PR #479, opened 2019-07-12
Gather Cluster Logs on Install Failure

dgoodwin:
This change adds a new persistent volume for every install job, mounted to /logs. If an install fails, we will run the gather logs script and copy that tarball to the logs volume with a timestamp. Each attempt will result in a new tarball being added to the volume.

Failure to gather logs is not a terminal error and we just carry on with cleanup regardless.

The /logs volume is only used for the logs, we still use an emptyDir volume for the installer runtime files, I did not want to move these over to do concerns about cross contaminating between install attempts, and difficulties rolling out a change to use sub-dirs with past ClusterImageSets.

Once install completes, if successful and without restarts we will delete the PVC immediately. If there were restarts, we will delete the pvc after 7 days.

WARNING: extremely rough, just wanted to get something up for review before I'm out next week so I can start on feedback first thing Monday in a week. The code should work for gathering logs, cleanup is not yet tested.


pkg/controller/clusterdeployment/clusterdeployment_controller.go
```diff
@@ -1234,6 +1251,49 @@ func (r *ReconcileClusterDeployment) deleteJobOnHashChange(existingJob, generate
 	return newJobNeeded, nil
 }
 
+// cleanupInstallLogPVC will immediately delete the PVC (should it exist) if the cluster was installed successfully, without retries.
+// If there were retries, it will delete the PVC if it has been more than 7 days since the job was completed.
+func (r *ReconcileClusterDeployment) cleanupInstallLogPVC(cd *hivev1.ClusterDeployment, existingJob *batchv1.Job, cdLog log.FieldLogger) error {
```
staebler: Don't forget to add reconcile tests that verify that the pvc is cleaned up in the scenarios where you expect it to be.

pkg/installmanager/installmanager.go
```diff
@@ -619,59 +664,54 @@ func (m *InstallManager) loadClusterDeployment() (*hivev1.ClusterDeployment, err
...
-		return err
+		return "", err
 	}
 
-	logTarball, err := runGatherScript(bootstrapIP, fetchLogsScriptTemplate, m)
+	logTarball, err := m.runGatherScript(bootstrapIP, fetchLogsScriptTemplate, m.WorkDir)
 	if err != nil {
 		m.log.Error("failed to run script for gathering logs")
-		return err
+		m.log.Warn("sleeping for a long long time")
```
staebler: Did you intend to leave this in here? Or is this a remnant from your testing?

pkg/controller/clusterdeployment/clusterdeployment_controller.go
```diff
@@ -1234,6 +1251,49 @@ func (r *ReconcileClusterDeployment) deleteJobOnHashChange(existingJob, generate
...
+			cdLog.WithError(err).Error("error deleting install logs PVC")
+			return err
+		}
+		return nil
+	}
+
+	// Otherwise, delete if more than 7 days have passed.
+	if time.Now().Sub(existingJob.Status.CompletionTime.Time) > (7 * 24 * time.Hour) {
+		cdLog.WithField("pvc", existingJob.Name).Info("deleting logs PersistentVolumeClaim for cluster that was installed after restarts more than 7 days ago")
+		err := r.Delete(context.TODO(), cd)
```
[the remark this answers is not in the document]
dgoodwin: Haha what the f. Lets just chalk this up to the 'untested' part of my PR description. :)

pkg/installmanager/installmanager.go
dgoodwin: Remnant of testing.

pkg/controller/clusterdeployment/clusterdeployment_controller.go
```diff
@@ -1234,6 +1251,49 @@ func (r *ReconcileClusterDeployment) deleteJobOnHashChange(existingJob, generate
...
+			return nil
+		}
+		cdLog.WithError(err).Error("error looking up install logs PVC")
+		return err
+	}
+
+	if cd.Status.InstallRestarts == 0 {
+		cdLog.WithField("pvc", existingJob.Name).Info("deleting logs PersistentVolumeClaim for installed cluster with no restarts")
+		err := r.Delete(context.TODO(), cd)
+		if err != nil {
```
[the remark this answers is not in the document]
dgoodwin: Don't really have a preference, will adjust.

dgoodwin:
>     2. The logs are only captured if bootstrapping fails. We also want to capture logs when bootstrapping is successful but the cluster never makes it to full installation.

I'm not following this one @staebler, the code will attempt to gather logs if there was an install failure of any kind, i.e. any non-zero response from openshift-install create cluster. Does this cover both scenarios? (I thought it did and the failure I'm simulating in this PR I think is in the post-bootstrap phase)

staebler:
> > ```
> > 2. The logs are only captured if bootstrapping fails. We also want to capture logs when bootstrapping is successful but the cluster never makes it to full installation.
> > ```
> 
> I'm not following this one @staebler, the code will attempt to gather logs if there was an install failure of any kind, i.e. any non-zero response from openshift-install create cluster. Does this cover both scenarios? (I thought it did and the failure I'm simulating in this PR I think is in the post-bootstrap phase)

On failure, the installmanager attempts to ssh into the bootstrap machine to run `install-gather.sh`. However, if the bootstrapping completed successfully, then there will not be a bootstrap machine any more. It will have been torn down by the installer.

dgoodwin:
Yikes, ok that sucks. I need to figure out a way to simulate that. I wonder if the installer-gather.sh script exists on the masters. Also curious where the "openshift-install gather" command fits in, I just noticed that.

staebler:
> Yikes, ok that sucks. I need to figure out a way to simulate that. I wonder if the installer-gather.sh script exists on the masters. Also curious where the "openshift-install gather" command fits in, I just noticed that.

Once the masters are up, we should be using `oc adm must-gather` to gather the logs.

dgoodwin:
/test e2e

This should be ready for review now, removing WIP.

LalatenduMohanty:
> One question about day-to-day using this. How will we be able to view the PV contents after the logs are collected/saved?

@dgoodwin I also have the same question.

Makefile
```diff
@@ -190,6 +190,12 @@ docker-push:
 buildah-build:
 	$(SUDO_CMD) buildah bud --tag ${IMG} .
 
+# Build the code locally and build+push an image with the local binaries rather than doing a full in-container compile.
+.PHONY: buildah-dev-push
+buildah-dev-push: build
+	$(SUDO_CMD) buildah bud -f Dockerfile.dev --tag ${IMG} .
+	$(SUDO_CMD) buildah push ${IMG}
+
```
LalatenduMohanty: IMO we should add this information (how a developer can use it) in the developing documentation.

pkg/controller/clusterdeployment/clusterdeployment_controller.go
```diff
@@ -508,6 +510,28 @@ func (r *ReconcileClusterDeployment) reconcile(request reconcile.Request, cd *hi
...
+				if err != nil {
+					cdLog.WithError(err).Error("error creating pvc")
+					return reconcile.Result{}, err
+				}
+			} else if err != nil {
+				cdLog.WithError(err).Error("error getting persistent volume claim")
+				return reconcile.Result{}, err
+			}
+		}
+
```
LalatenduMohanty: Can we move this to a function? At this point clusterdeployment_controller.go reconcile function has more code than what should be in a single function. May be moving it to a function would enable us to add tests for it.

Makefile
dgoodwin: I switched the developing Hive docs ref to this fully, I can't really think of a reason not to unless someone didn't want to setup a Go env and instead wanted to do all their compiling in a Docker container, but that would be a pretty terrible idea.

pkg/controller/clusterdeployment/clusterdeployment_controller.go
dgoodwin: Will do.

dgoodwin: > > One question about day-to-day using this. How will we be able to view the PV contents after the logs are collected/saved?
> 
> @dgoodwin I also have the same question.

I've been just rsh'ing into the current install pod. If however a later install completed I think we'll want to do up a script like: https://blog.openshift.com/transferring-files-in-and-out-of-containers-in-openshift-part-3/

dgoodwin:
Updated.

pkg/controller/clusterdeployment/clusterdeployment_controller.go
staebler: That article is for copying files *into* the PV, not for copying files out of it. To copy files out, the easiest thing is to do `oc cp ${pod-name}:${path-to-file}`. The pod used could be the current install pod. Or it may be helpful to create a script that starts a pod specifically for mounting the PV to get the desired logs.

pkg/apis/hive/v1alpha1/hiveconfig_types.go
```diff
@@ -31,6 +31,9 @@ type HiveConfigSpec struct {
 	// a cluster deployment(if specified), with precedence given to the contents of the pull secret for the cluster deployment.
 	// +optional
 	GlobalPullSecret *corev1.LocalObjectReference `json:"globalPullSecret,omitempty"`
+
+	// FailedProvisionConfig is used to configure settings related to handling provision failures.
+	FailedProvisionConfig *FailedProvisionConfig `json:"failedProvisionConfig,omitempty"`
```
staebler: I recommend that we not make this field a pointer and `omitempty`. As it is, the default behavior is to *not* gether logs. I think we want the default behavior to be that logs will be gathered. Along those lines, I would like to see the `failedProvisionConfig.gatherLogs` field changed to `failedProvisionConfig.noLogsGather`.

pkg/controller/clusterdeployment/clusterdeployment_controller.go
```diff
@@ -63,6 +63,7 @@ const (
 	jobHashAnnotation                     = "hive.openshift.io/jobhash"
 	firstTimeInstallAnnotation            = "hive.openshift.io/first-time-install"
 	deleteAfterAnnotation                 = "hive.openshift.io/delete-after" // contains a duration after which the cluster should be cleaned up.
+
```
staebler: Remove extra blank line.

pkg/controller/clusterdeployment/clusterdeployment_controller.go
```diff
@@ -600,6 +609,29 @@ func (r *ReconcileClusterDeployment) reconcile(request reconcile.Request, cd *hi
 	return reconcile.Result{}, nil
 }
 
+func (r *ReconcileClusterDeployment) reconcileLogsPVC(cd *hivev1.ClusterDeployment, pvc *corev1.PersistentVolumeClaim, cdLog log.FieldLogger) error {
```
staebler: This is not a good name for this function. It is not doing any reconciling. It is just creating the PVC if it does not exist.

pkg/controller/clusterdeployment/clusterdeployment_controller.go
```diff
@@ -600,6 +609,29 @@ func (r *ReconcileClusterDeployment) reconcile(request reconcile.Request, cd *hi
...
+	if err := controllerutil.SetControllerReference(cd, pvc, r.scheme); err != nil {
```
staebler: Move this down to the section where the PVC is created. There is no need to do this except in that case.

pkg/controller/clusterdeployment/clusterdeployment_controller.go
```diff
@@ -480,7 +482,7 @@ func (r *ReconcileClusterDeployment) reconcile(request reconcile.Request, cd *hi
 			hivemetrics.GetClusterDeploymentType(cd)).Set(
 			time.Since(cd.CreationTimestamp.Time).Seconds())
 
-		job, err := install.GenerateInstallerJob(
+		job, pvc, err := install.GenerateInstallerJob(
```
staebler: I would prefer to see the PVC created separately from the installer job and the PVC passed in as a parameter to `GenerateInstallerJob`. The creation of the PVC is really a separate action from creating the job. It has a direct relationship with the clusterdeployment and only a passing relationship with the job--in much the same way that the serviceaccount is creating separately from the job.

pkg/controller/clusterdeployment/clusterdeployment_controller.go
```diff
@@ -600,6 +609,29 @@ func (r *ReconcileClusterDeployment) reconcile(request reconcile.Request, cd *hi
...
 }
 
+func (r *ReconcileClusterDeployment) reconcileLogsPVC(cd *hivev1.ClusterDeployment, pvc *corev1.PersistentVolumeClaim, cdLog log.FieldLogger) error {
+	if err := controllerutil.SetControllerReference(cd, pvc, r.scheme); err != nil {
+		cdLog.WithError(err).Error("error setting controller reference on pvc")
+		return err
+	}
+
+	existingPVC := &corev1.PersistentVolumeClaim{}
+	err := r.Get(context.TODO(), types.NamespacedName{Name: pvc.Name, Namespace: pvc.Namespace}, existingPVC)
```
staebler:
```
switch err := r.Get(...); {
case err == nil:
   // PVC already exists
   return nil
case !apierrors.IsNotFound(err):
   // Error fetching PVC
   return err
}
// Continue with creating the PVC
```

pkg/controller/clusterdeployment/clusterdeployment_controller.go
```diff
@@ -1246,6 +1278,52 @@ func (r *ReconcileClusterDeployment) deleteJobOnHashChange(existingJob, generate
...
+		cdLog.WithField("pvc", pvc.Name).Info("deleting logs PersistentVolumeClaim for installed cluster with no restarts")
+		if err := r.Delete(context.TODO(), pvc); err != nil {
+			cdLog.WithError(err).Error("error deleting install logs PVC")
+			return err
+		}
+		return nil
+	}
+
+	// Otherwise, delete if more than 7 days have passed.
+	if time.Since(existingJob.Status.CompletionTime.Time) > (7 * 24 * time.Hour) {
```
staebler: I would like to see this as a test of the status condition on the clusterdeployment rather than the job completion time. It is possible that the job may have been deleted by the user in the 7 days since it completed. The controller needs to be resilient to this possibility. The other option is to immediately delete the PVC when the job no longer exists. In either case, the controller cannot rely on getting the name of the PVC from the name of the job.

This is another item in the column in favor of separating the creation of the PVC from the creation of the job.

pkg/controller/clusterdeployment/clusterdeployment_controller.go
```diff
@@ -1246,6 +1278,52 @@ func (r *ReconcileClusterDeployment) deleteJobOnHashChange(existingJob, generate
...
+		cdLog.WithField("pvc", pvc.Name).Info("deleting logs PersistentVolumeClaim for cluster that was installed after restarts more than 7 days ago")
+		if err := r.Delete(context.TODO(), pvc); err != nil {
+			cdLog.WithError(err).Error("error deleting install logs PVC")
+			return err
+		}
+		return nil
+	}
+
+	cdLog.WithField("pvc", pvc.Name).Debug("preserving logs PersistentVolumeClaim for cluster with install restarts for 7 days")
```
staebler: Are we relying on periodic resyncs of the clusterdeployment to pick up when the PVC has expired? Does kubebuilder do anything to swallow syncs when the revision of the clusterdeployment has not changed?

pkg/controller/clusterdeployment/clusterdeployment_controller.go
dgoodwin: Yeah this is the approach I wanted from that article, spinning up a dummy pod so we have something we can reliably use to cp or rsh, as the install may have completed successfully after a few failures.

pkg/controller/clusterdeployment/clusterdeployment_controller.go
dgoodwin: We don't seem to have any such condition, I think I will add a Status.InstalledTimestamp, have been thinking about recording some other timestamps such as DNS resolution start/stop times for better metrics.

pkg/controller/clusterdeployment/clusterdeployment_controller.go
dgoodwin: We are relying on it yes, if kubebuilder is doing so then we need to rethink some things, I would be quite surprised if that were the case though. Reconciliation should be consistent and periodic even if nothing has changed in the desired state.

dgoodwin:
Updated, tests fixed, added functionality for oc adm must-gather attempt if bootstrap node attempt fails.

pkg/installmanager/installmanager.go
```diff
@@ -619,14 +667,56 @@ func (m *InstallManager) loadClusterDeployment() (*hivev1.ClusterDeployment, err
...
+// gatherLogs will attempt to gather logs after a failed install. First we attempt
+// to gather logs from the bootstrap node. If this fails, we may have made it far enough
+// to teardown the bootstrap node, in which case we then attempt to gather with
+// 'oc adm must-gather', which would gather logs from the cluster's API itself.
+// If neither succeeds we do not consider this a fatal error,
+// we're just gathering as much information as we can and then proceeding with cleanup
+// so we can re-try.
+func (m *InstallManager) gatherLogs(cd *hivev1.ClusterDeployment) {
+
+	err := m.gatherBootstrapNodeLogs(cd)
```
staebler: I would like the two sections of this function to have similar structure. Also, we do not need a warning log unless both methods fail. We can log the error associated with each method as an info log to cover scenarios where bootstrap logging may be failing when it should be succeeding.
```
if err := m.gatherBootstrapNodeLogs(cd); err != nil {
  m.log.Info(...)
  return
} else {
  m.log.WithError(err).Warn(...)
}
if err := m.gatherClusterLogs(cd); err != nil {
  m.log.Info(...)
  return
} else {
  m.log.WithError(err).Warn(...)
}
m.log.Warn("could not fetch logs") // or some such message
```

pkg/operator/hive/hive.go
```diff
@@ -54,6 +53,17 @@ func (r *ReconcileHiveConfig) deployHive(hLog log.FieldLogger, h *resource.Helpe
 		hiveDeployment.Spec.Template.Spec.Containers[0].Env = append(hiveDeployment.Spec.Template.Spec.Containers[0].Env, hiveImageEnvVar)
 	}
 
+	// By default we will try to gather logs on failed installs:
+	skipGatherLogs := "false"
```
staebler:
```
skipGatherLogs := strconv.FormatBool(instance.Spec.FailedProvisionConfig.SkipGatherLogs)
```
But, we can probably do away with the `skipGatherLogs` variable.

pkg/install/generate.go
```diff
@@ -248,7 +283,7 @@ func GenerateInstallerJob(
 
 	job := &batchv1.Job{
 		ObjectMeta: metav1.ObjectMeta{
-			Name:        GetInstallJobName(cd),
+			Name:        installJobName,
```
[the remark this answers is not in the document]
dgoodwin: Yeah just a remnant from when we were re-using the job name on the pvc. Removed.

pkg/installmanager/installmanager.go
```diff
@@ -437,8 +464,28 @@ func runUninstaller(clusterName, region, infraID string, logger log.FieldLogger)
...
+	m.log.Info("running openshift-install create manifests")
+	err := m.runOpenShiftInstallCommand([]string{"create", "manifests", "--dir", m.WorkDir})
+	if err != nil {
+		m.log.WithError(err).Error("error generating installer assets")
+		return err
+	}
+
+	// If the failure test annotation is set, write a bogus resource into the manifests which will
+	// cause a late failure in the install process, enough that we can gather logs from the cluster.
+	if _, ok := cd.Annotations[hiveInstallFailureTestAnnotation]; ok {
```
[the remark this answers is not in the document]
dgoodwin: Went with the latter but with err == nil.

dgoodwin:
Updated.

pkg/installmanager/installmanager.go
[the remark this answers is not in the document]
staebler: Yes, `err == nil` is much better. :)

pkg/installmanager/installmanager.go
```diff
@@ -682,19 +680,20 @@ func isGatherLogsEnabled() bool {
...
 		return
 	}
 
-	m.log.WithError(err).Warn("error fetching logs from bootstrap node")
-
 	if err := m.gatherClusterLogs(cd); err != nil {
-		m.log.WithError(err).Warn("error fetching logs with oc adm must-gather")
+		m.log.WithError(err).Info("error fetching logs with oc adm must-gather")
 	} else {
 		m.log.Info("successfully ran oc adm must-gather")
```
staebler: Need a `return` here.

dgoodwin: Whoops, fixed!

» Try it: Among the lines above, return each one holding the string "push".

» Solution to this exercise:
@@ -190,6 +190,12 @@ docker-push:
+# Build the code locally and build+push an image with the local binaries rather than doing a full in-container compile.
+.PHONY: buildah-dev-push
+buildah-dev-push: build
+	$(SUDO_CMD) buildah push ${IMG}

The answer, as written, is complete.